LNAA competition, meal composition, and blood–brain barrier transport
(LAT1 and competitive precursor transport)
Aromatic amino acids such as tyrosine and tryptophan cross the blood–brain barrier via the same large neutral amino acid transport system used by other LNAAs. Transport is competitive: the relative plasma concentrations of LNAAs at a given meal determine which precursors are most likely to enter the brain, independent of absolute protein intake alone → Fernstrom (2013) [2]
(Meal macronutrient effects on plasma ratios)

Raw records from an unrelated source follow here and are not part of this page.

PR #2017, opened 2023-04-07
ref(server): Log sentry errors for web handler panics

jan-auer:
Panics in web endpoint handlers are caught by a middleware and transformed into
a 500 Internal Server Error. With this PR, we additionally log a sentry error
with stack trace.

#skip-changelog


olksdr (approved):
🚀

Meal composition shifts plasma tryptophan:tyrosine and broader LNAA ratios. Carbohydrate-rich meals can increase tryptophan availability relative to competing LNAAs, whereas protein-forward meals raise tyrosine and other LNAA concentrations → Wurtman et al. (2003) [1]
BRS1(PM2) therefore governs transport bias at the barrier, while BRS1(PM1) governs whether adequate precursor substrate is present in the first place.
(Functional mechanism context)
This PM primarily supports BRS1(FM2) — Glycaemic Modulation of Neurotransmitter Balance and interacts with BRS1(FM1) — Catecholaminergic Function when meal patterns alter catecholamine versus serotonin precursor bias.
(Key constraint)
Transport modulation still depends on BRS1(KC1) — Amino Acid Substrate Sufficiency: without sufficient dietary amino-acid substrate, competitive transport adjustments cannot compensate for low precursor supply.
Together, BRS1(PM2) links meal construction and glycaemic–macronutrient context to blood–brain barrier competition among neurotransmitter precursors.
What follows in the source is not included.